Instructions for the task: Set down the lines of the data exactly, starting at the first and stopping after the line containing "Update deps and CTS".

(Records from a data collection)
-=-=-
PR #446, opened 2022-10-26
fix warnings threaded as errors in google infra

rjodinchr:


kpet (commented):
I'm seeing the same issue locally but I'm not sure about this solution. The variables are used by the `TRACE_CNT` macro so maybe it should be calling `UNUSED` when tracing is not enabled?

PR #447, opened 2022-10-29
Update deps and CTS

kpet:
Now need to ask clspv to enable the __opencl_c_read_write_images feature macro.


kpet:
-=-=-
Output of the task:
PR #446, opened 2022-10-26
fix warnings threaded as errors in google infra

rjodinchr:


kpet (commented):
I'm seeing the same issue locally but I'm not sure about this solution. The variables are used by the `TRACE_CNT` macro so maybe it should be calling `UNUSED` when tracing is not enabled?

PR #447, opened 2022-10-29
Update deps and CTS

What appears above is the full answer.